心筋特異的 PKN1/PKN2 欠損マウスによるアンギオテンシンⅡ誘発性心臓機能障害の抑制（Fig7）
心不全の発症因子であるアンギオテンシンⅡを介した MRTFA の Ser51, Thr57 のリン酸化を検討した。cmc-PKN1/2wt/wt マウスより単離した心筋細胞ではアンギオテンシンⅡ刺激は MRTFA のリン酸化を亢進したが、cmc-PKN1/2 DKO マウスではそのリン酸化は抑制された。アンギオテンシンⅡを 4 週間持続投与する心不全モデルにおいて、 cmc-PKN1/2 DKO マウスではアンギオテンシンⅡによる心機能低下と心重量増加を抑制した。さらに、cmc-PKN1/2 DKO マウスではアンギオテンシンⅡによる心臓線維化を有意に抑制した。

PKN を介した遺伝子発現（Fig8）
次に、cmc-PKN1/2wt/wt マウスと cmc-PKN1/2 DKO マウスの心臓に対して抗 MRTFA抗体を用いたクロマチン免疫沈降を行った。心不全関連遺伝子である Myh7、Nppa、 Ctgf、Tgfb1 のプロモーターと MRTFA との結合が TAC により促進し、その結合は cmc- PKN1/2 DKO マウスにおいて抑制されていた。これらの結果から PKN の阻害は心臓において MRTFA/SRF を介した心不全関連遺伝子の発現を抑制し、心不全における心機能低下を防ぐことが示唆された。

【考察】
今回我々は、心筋特異的 PKN1、PKN2 欠損マウスが圧負荷やアンギオテンシンⅡにより発症する心不全の病態を改善することを示した。
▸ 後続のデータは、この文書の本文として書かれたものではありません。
PR #6968, opened 2022-09-25
Make GunicornWebWorker exit with APP_LOAD_ERROR in case of a startup error

HallBregg:
Make GunicornWebWorker exit with WORKER_BOOT_ERROR (3) in case of an boot error.

I've found out that `GunicornWebWorker` exits with `0` error code even when an error occurs during startup. This makes Gunicorn endlessly spawn new workers.

With this pull request I would like to show the problem and ask if there is any other solution. I am aware of the comment `# ignore all finalization problems` and would like to ask about the context of this comment.

## What do these changes do?
These changes set `GunicornWebWorker.exit_code` to the value expected by the Gunicorn, which is `3` and set  `GunicornWebWorker.booted` to false.
```
class Arbiter(object):
    """
    Arbiter maintain the workers processes alive. It launches or
    kills them if needed. It also manages application reloading
    via SIGHUP/USR2.
    """

    # A flag indicating if a worker failed to
    # to boot. If a worker process exist with
    # this error code, the arbiter will terminate.
    WORKER_BOOT_ERROR = 3
```

## Checklist


aiohttp/worker.py
```diff
@@ -55,6 +56,9 @@ def run(self) -> None:
             self.loop.run_until_complete(self._task)
         except Exception:
             self.log.exception("Exception in gunicorn worker")
+            self.booted = False
+            self.exit_code = Arbiter.WORKER_BOOT_ERROR
```
Dreamsorcerer: Hmm, the gunicorn code seems to set `self.booted = True` before it calls `.run()`. This suggests to me that it is about recording whether the process was created, rather than whether the application startup succeeded. This seems to me like it should probably exit 1 instead.

If this was how gunicorn was supposed to work, then I'd expect `booted` to still be `False` and then we would set it to `True` in `_run()` after the setup is complete (line 95).

Looking at some of the other workers, I'm also noticing gtornado using `alive` and `server_alive`, not sure if something like that is more appropriate:
https://github.com/benoitc/gunicorn/blob/master/gunicorn/workers/gtornado.py#L91-L92

Also wondering if we should actually be using the `AsyncWorker` as our base class:
https://github.com/benoitc/gunicorn/blob/master/gunicorn/workers/base_async.py

Dreamsorcerer: In fact there is an APP_LOAD_ERROR, which sounds a lot more accurate for this situation:
https://github.com/benoitc/gunicorn/blob/master/gunicorn/arbiter.py#L34

HallBregg: I've been thinking about using APP_LOAD_ERROR before, but decided to stay with WORKER_BOOT_ERROR (I didn't know when we can say the app is loaded, but the same problem I have got with a worker). Nevertheless you are probably right about setting `booted` to `False`after it has already been set to `True`, so APP_LOAD_ERROR seems to be correct.

I will take a look at the other workers to have a bit more knowledge.

Dreamsorcerer: > (I didn't know when we can say the app is loaded, but the same problem I have got with a worker).

When the setup has completed on line 95, the application has been initialised. If we go this way, then I'd suggest adding a `self.started = False` and setting it to `True` after `site.start()` on line 105. Then only set this exit status if `not self.started`, otherwise a `1` is probably a reasonable exit code (likely indicating that an exception happened in the app's cleanup).

aiohttp/worker.py
```diff
@@ -55,6 +57,11 @@ def run(self) -> None:
             self.loop.run_until_complete(self._task)
         except Exception:
             self.log.exception("Exception in gunicorn worker")
+            if self.started:
+                self.exit_code = 1
+            else:
+                self.exit_code = Arbiter.APP_LOAD_ERROR
```
Dreamsorcerer:
```suggestion
            self.exit_code = 1 if if self.started else Arbiter.APP_LOAD_ERROR
```

Personally, I think this is a little cleaner, avoiding the nesting.

Dreamsorcerer (approved):
I'm hoping one of the gunicorn maintainers might provide some feedback, but if we don't hear anything back in a few days, then this looks reasonable to me.

aiohttp/worker.py
HallBregg: I agree. But I didn't know which syntax is preferred in aiohttp project. That's why I chose that. But of course I will update it.

Dreamsorcerer:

これらは、低分子量 GTP 結合タンパク質 RHOA の標的分子である PKN が、MRTFA のリン酸化を介して MRTFA と G-アクチンの結合を阻害し、SRF による心不全関連遺伝子の発現を増加させることが機序と考えられた。PKN-MRTFA-SRF を介した遺伝子発現は心臓機能障害のシグナル伝達において重要な知見となり、PKN は心臓肥大、線維化の制御に重要な役割を果たすことが証明され、心不全治療の新たな標的となることが期待された。

【結論】
PKN1/2 は MRTFA をリン酸化し、心臓肥大と線維化を制御することが証明され、心不全の新たな治療標的になることが示唆された。